%%
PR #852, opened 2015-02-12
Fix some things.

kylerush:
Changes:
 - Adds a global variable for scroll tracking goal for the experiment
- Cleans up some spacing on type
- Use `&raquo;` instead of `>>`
%%
%%
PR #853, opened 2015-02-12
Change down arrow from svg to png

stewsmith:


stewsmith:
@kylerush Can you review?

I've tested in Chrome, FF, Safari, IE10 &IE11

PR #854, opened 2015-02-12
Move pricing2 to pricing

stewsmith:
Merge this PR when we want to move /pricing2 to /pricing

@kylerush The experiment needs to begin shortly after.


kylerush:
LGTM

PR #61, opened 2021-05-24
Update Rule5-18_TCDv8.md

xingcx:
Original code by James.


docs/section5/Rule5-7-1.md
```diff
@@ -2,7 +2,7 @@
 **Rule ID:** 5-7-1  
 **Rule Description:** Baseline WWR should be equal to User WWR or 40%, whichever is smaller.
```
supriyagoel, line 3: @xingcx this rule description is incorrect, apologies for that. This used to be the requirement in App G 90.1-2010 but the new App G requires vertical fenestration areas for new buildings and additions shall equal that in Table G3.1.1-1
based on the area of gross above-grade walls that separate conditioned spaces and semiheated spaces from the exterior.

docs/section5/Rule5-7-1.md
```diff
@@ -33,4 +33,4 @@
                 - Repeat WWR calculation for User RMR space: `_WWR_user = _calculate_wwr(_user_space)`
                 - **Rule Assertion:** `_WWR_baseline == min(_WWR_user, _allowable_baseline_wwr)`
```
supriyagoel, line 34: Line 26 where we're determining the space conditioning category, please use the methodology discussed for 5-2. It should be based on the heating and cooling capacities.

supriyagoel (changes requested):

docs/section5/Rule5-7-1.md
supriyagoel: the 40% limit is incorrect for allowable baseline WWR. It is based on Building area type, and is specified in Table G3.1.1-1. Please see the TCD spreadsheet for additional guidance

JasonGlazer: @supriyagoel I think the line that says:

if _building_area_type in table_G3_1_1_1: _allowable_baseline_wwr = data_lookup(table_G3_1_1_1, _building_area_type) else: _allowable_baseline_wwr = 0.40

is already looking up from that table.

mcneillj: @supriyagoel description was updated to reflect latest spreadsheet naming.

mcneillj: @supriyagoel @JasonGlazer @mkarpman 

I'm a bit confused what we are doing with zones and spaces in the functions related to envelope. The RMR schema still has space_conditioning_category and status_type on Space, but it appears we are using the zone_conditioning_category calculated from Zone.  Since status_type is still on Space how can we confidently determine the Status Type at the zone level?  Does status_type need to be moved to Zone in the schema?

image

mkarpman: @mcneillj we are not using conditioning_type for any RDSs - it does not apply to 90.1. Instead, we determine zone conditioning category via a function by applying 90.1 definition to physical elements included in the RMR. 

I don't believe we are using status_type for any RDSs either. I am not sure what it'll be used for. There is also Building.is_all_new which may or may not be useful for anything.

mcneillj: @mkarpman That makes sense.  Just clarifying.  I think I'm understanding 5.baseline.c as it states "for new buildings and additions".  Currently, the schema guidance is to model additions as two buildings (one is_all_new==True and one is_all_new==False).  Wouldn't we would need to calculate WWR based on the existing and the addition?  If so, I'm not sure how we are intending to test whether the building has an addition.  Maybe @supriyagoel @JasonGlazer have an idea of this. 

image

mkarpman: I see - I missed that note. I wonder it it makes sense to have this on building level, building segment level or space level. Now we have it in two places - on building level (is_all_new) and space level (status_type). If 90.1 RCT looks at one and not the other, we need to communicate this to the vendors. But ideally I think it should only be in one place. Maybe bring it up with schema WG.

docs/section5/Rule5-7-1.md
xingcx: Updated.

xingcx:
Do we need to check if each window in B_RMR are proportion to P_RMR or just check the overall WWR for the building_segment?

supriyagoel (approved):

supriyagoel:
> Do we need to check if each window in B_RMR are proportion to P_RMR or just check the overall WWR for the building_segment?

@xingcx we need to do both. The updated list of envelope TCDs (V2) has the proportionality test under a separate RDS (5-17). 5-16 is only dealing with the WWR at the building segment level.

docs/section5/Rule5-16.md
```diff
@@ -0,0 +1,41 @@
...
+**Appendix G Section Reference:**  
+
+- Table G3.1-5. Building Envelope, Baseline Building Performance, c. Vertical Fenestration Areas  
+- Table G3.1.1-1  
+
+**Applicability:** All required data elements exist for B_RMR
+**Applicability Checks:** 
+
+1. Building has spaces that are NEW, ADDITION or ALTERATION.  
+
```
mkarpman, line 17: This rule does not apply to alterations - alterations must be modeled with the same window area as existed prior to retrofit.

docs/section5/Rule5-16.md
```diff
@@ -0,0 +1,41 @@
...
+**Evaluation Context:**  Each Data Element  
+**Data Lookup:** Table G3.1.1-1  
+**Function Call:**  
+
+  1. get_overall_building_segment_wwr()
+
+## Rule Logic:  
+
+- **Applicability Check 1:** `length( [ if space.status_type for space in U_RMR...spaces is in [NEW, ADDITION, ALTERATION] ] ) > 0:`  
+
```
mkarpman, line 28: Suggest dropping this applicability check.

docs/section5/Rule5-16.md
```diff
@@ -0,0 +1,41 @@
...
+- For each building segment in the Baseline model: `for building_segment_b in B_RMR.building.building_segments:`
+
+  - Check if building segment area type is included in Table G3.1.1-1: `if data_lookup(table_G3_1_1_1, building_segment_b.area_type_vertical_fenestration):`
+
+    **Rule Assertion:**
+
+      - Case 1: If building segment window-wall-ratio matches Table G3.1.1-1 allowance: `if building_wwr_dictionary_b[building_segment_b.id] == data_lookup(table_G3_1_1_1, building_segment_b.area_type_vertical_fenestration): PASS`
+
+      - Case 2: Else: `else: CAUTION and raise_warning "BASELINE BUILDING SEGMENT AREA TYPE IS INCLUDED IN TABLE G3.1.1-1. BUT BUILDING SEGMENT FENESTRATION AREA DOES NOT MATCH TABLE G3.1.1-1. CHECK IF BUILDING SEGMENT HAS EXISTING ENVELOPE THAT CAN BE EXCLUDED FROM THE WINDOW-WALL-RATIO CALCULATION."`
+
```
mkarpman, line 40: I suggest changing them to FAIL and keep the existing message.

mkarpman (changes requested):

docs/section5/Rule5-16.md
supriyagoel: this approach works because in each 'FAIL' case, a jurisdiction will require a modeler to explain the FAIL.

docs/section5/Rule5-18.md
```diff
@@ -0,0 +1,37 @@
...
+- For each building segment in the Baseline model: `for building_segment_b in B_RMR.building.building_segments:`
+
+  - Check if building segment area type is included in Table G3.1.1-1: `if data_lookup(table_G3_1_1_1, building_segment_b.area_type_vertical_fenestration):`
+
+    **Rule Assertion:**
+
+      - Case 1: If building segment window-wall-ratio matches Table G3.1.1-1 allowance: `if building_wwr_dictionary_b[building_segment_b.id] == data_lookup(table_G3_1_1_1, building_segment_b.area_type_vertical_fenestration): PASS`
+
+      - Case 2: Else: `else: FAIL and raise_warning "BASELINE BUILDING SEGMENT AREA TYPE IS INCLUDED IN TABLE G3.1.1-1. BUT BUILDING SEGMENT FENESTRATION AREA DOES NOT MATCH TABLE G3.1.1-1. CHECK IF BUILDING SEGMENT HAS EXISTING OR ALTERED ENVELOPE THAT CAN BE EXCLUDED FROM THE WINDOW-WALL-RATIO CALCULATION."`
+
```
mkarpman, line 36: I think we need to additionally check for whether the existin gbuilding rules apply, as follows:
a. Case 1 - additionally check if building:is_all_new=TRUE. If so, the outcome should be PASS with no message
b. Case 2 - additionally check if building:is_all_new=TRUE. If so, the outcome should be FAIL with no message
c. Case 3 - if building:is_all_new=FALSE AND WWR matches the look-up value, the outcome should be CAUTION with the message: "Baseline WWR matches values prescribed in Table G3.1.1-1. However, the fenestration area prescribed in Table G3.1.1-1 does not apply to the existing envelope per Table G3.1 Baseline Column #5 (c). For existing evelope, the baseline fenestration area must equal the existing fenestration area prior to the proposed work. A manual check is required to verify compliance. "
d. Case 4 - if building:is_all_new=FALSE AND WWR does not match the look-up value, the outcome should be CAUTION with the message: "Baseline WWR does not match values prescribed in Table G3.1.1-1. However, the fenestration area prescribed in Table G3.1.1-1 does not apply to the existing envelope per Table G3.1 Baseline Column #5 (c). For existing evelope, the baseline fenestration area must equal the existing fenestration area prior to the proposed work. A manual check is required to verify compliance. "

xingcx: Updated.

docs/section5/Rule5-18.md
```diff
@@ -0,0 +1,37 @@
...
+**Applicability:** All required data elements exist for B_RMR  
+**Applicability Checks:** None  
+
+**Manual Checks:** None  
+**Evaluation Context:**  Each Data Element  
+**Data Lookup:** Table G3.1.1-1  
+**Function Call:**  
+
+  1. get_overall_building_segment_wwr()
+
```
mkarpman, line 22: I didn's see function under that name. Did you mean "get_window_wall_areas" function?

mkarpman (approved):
%%
%%
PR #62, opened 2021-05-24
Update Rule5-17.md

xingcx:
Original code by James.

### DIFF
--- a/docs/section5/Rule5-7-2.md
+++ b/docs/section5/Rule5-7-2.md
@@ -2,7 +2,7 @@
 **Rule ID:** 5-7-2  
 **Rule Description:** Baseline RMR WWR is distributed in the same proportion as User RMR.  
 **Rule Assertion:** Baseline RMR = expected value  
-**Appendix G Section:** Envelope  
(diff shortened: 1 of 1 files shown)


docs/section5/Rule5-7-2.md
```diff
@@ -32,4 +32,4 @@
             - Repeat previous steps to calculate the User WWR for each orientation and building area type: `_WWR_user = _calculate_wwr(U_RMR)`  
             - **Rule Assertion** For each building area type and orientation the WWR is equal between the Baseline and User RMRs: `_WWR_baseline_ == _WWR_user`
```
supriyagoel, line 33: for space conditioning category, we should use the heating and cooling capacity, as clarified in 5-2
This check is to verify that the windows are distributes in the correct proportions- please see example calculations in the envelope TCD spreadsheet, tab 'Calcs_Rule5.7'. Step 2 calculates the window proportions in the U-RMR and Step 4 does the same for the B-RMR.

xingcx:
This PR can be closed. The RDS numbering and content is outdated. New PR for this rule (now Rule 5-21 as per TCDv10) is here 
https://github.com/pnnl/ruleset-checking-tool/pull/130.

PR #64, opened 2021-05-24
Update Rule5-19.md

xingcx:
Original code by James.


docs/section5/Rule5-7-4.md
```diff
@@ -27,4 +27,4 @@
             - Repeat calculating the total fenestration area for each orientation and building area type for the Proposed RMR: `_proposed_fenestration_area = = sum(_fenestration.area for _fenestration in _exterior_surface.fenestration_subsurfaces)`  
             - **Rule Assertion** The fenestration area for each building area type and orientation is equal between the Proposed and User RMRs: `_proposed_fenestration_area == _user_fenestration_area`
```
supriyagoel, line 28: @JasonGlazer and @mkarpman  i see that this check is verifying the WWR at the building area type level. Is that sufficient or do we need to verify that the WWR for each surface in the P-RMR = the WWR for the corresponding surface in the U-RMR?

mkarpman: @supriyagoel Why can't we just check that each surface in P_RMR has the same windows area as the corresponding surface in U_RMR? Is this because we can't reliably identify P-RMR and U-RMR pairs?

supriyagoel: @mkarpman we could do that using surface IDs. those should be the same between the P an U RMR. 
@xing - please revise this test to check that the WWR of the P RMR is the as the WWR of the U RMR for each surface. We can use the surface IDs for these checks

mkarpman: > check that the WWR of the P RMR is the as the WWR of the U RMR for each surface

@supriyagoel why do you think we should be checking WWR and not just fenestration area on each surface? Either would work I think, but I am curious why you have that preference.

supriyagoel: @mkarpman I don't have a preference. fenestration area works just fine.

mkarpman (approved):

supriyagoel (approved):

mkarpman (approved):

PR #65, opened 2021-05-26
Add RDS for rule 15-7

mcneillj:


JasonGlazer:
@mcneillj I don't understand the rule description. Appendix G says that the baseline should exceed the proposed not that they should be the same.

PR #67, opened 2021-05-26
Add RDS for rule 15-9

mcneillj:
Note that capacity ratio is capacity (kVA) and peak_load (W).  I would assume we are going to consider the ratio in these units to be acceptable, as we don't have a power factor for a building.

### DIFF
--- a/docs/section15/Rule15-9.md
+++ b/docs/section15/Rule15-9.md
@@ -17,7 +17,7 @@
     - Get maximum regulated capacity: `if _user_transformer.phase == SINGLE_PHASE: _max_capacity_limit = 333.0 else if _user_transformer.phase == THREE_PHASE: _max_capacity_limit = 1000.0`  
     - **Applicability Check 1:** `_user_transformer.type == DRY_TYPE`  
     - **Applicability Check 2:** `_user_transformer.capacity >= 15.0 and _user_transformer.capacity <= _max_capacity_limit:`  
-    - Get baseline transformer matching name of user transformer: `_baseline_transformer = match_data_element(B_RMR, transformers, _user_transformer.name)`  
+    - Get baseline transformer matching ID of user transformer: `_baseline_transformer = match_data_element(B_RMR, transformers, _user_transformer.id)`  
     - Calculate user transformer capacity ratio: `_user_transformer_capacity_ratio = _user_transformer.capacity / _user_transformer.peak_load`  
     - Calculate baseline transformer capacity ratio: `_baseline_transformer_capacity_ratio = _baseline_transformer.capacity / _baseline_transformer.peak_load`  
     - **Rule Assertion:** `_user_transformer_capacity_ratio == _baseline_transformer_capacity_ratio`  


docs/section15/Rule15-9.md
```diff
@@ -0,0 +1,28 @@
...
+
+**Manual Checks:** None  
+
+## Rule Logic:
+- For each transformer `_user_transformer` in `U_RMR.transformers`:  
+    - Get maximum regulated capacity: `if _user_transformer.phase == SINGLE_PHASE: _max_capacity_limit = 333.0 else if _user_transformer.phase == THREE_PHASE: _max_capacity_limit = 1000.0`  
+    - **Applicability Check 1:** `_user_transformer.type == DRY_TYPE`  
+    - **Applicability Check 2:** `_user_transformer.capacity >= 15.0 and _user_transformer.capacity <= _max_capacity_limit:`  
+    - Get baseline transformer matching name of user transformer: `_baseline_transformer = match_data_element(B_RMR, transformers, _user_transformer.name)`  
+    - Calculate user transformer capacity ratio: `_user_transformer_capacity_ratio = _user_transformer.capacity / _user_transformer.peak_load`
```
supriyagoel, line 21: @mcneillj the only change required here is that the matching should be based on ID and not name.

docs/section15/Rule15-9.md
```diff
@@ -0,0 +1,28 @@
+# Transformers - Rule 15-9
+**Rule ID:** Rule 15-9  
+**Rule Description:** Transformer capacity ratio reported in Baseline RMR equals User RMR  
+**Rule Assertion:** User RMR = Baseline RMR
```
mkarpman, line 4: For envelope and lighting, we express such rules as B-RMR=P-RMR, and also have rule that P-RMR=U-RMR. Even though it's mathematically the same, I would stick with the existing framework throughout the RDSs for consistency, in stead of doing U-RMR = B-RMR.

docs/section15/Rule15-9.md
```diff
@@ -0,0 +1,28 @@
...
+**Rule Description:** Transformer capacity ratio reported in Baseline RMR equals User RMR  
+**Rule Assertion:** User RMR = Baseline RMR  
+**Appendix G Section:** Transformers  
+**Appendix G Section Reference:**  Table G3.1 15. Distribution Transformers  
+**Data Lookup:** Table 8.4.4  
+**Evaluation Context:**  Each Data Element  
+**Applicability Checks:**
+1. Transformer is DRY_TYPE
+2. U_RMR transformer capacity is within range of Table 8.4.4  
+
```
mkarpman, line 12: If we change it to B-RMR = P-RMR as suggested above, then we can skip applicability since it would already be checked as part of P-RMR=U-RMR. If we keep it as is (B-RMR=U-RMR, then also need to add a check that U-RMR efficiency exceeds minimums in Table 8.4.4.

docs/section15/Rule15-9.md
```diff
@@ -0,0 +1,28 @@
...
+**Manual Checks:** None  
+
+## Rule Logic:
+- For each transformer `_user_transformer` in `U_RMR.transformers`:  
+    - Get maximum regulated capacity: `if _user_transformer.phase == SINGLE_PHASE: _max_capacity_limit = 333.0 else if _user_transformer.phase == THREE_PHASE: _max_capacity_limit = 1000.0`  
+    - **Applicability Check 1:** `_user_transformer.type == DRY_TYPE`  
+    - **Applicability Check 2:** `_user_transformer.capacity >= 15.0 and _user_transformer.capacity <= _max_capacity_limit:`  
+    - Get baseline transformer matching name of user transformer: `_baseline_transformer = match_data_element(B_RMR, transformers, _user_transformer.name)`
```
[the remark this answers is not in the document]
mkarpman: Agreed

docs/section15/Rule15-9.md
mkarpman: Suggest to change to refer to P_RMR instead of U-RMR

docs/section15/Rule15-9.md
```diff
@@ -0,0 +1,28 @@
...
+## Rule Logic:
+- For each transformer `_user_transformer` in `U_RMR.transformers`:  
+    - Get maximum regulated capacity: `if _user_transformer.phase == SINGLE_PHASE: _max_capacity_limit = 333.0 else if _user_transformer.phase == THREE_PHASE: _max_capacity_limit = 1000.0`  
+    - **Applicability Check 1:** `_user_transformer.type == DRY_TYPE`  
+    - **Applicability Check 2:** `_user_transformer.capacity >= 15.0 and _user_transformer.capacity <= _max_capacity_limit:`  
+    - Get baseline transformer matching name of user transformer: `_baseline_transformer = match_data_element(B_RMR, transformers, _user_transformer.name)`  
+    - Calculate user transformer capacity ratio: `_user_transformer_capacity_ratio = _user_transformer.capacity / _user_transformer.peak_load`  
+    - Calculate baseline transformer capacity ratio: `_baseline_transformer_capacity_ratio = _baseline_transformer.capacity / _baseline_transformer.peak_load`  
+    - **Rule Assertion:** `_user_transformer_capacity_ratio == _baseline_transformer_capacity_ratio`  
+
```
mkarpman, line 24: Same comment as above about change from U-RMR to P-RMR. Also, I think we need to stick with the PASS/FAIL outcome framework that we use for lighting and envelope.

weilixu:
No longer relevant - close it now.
%%
● PROBLEM TO WORK ON: Everything above from the line with "supriyagoel, line 28: @JasonGlazer" to the line with "have that preference.", both included, must be repeated exactly, and nothing outside that range.

● REPLY TO THE TASK:
supriyagoel, line 28: @JasonGlazer and @mkarpman  i see that this check is verifying the WWR at the building area type level. Is that sufficient or do we need to verify that the WWR for each surface in the P-RMR = the WWR for the corresponding surface in the U-RMR?

mkarpman: @supriyagoel Why can't we just check that each surface in P_RMR has the same windows area as the corresponding surface in U_RMR? Is this because we can't reliably identify P-RMR and U-RMR pairs?

supriyagoel: @mkarpman we could do that using surface IDs. those should be the same between the P an U RMR. 
@xing - please revise this test to check that the WWR of the P RMR is the as the WWR of the U RMR for each surface. We can use the surface IDs for these checks

mkarpman: > check that the WWR of the P RMR is the as the WWR of the U RMR for each surface

@supriyagoel why do you think we should be checking WWR and not just fenestration area on each surface? Either would work I think, but I am curious why you have that preference.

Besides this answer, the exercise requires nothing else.